El período estudiado coincide en el tiempo con una época de innumerables cambios: guerras, invenciones, tendencias estéticas, cambios sociales, avances y retrocesos económicos, explican mejor la mentalidad y el deseo de superación de una ciudad, Valladolid, y de uno de sus sectores más importantes, el comercial, cuya capacidad para ilusionar, asombrar o soñar, se muestra hoy en forma de libro.
Decía Ramón Gómez de la Serna que el coleccionista de sellos se cartea con el pasado. El coleccionista, cualquiera que sea el objeto de su afición, tiene, en efecto, una voluntad de trascendencia que le hace cabalgar a lomos de la historia, aunque muy frecuentemente cambie el caballo por una alfombra mágica. Pero el coleccionista además da sentido a una simple manía porque relaciona los objetos, los pone en comunicación y, gracias a su curiosidad e interés, los sitúa en un contexto que estudia y valora. Digo todo esto porque precisamente la idea de este libro partió de la visita a un coleccionista cuya esposa había recopilado en los años 50 un curioso muestrario de etiquetas de Valladolid. Por lo que después he ido viendo, la costumbre era una moda nacional –no sé si internacional- en esos años y los niños de entonces depositaban sus sueños en los brillos dorados de esos marbetes que, al igual que los cromos, contribuyeron a formar nuestro sentido estético tanto como Fidias y Policleto.
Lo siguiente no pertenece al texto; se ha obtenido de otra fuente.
PR #3666, opened 2025-09-10
[MDS-6580] Bug fix, variable condition menu showing in incorrect places

sggerard:
## Objective 

[MDS-6580](https://bcmines.atlassian.net/browse/MDS-6580)

Bug fix, don't show Variable Condition menu unless it's on the Now editor or StandardConditionEditor.

Open to renaming the stepEditDisabled variable to something better!

### DIFF
--- a/services/common/src/components/permits/PermitConditionForm.tsx
+++ b/services/common/src/components/permits/PermitConditionForm.tsx
@@ -322,7 +322,7 @@ const PermitConditionForm: FC<PermitConditionFormProps> = ({
                 </Col>
                 <Col className="condition-column" {...editableProps}>
                     <Col className="condition-editor">
-                        <VariableConditionMenu inputRef={conditionInputRef} isManagementView={Boolean(standardConditionType)} conditionForm={editingFormName}/>
+                        {stepEditDisabled && <VariableConditionMenu inputRef={conditionInputRef} isManagementView={Boolean(standardConditionType)} conditionForm={editingFormName}/>}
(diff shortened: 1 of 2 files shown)


taraepp (dismissed):
haha stepEditDisabled was created to determine that editing the step was disabled, which I guess follows the same logic but doesn't make as much sense here. I suppose you _could_ create another variable like `const hideVariableMenu = stepEditDisabled` or something like that, idk

services/common/src/components/permits/PermitConditionForm.tsx
```diff
@@ -322,7 +322,7 @@ const PermitConditionForm: FC<PermitConditionFormProps> = ({
                 </Col>
                 <Col className="condition-column" {...editableProps}>
                     <Col className="condition-editor">
-                        <VariableConditionMenu inputRef={conditionInputRef} isManagementView={Boolean(standardConditionType)} conditionForm={editingFormName}/>
+                        {stepEditDisabled && <VariableConditionMenu inputRef={conditionInputRef} isManagementView={Boolean(standardConditionType)} conditionForm={editingFormName}/>}
```
matbusby-fw: Yeah, I kind of would prefer to rename this to something like 'showVariableConditionMenu'. Even if it means creating a second identical boolean by a different name.  This feels a bit confusing here.

matbusby-fw (approved):
Woo!

taraepp (approved):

Hora es de reconocerlo.
Para terminar, será de justicia mencionar a quienes han seguido más de cerca la elaboración de este trabajo –Juan Antonio Moreno y Paco Rodríguez, de Tfmedia-, -José María Gutiérrez y Carlos Gutiérrez, de Gráficas Andrés Martín- y la sensibilidad de la Cámara de Comercio, hoy representada por su Presidente don José Rolando Alvarez, y de la Consejería de Cultura, en la persona de la Directora General de promoción e instituciones culturales, doña Luisa Herrero, por haber aceptado y confiado en este trabajo de la Fundación del que estamos sinceramente satisfechos.